Mary Daly highlights that the economy is growing steadily, and the job market is strong. However, we still face challenges as we have not yet achieved price stability. The main focus is on controlling inflation without getting sidetracked by other issues. Current economic policies and conditions are viewed positively.

Interest Rate Environment

Interest rates have been high for several years. The impact of tariffs was seen in the June Consumer Price Index (CPI), although other factors causing inflation are decreasing. There is a tendency to lower rates proactively. It is reasonable to expect two rate cuts this year. Given Daly’s outlook, it seems likely that interest rates will decrease, making it an important time to adjust our investment strategies. The market indicates this possibility, with CME’s FedWatch Tool showing over a 90% chance of a rate cut by September. We should respond by going long on interest rate futures, like those linked to the Secured Overnight Financing Rate (SOFR). These insights suggest that the equity market rally can continue, driven by proactive rate cuts.
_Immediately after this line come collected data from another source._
PR #14, opened 2019-03-18
API Fixes to update to latest TLS API from aws-c-io

justinboswell:
*Issue #, if available:* https://github.com/awslabs/aws-iot-device-sdk-cpp-v2/issues/13

*Description of changes:* API Fixes to update to latest TLS API from aws-c-io


samples/jobs/describe_job_execution/main.cpp
```diff
@@ -186,7 +186,7 @@ int main(int argc, char *argv[])
     }
 
     auto connectionOptions = tlsCtx.NewConnectionOptions();
-    connectionOptions.server_name = endpoint.c_str();
+    connectionOptions.server_name = aws_string_new_from_c_str(aws_default_allocator(), endpoint.c_str());
```
bretambrose: This is way beyond the scope of this CR, but as a general whine, I dislike the way we don't do full cleanup .  Sure, the process ends, but given how people tend to use code samples (cut-and-paste-and-modify), anyone who uses this and embeds it somewhere other than main() is going to naturally have resource issues.  

I've seen this in some of the unit tests to, where we don't necessarily call clean_up on various os resource wrappers (or leave them locked, etc...).  Those will get the cut-and-paste treatment too.

PR #21, opened 2019-04-15
Gg discovery

JonathanHenson:
*Issue #, if available:*

*Description of changes:*

### DIFF
--- a/discovery/include/aws/discovery/ConnectivityInfo.h
+++ b/discovery/include/aws/discovery/ConnectivityInfo.h
@@ -1,0 +1,45 @@
+#pragma once
+/* Copyright 2010-2019 Amazon.com, Inc. or its affiliates. All Rights Reserved.
+*
+* Licensed under the Apache License, Version 2.0 (the "License").
+* You may not use this file except in compliance with the License.
+* A copy of the License is located at
+*
+*  http://aws.amazon.com/apache2.0
+*
+* or in the "license" file accompanying this file. This file is distributed
+* on an "AS IS" BASIS, WITHOUT WARRANTIES OR CONDITIONS OF ANY KIND, either
+* express or implied. See the License for the specific language governing
+* permissions and limitations under the License.
+
+* This file is generated
+*/
+#include <aws/crt/JsonObject.h>
+
+#include <aws/discovery/Exports.h>
+
+#include <aws/crt/JsonObject.h>
+#include <aws/crt/StlAllocator.h>
+
+namespace Aws
+{
+    namespace Discovery
+    {
+        class AWS_DISCOVERY_API ConnectivityInfo final
+        {
+          public:
+            ConnectivityInfo() = default;
+
+            ConnectivityInfo(const Crt::JsonView &doc);
+            ConnectivityInfo &operator=(const Crt::JsonView &doc);
+
+            Aws::Crt::Optional<Aws::Crt::String> ID;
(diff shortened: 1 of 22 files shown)


discovery/include/aws/discovery/GGGroup.h
```diff
@@ -0,0 +1,39 @@
...
+#include <aws/discovery/GGCore.h>
+
+namespace Aws
+{
+    namespace Discovery
+    {
+        class AWS_DISCOVERY_API GGGroup final
+        {
+          public:
+            GGGroup() = default;
```
justinboswell: They're GGGREAT!

I was going to suggest a namespace or the use of Greengrass, but then it turns out this is the nomenclature GG uses :\

discovery/source/DiscoveryClient.cpp
```diff
@@ -0,0 +1,165 @@
...
+
+            Crt::StringStream ss;
+            ss << "greengrass-ats.iot." << clientConfig.region << ".amazonaws.com";
+
+            Crt::Io::TlsConnectionOptions tlsConnectionOptions = clientConfig.tlsContext->NewConnectionOptions();
+            uint16_t port = 443;
+
+            if (Crt::Io::TlsContextOptions::IsAlpnSupported())
+            {
+                tlsConnectionOptions.SetAlpnList("x-amzn-http-ca");
```
graebm: Does this need follow-up changes in aws-c-http to work?

discovery/source/DiscoveryClient.cpp
```diff
@@ -0,0 +1,165 @@
...
+
+                        requestOptions.headerArray = &hostNameHeader;
+                        requestOptions.headerArrayLength = 1;
+
+                        requestOptions.onStreamOutgoingBody = nullptr;
+                        requestOptions.onIncomingHeaders =
+                            [](Crt::Http::HttpStream &, const Crt::Http::HttpHeader *, std::size_t) {};
+                        requestOptions.onIncomingHeadersBlockDone =
+                            [callbackContext](Crt::Http::HttpStream &stream, bool) {
+                                callbackContext->responseCode = stream.GetResponseStatusCode();
```
graebm: [optional] this callback could be null and you could just query the response-code in the onStreamComplete() callback

discovery/include/aws/discovery/ConnectivityInfo.h
```diff
@@ -0,0 +1,45 @@
...
+* A copy of the License is located at
+*
+*  http://aws.amazon.com/apache2.0
+*
+* or in the "license" file accompanying this file. This file is distributed
+* on an "AS IS" BASIS, WITHOUT WARRANTIES OR CONDITIONS OF ANY KIND, either
+* express or implied. See the License for the specific language governing
+* permissions and limitations under the License.
+
+* This file is generated
```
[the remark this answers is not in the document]
JonathanHenson: these aren't generated.

discovery/source/DiscoveryClient.cpp
JonathanHenson: yep, and done

discovery/source/DiscoveryClient.cpp
JonathanHenson: I wanted the ability to branch on it before writing to the stream. When we start generating this stuff I'll prolly revisit it.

Historically, “insurance” rate cuts that begin when the economy is stable can lead to significant market gains, as seen in 1995. Therefore, we should consider buying call options on major indices like the S&P 500 to take advantage of this potential boost.

Inflation and Market Volatility

While her main focus is inflation, the move to cut rates ahead of time aims to ensure a soft landing and ease market fears. This means that after an initial spike around the announcement, overall market volatility is expected to lessen. We see an opportunity to sell VIX call options or short VIX futures in the medium term. The expectation of two rate cuts this year could also weaken the US dollar. A lower dollar is a typical reaction when a central bank cuts borrowing costs compared to other countries. We should consider buying call options on currency pairs like the EUR/USD or shorting the U.S. Dollar Index (DXY). Daly’s view that the economy is in a “good place” is backed by recent data showing a strong labor market with 206,000 jobs added in June and an unemployment rate near 4.1%. However, her concerns about price stability are confirmed by the June Consumer Price Index, which, although it dropped to a 3.0% annual rate, remains above the target. This combination of data supports the idea of a carefully managed easing cycle rather than a drastic emergency response. Create your live VT Markets account and start trading now.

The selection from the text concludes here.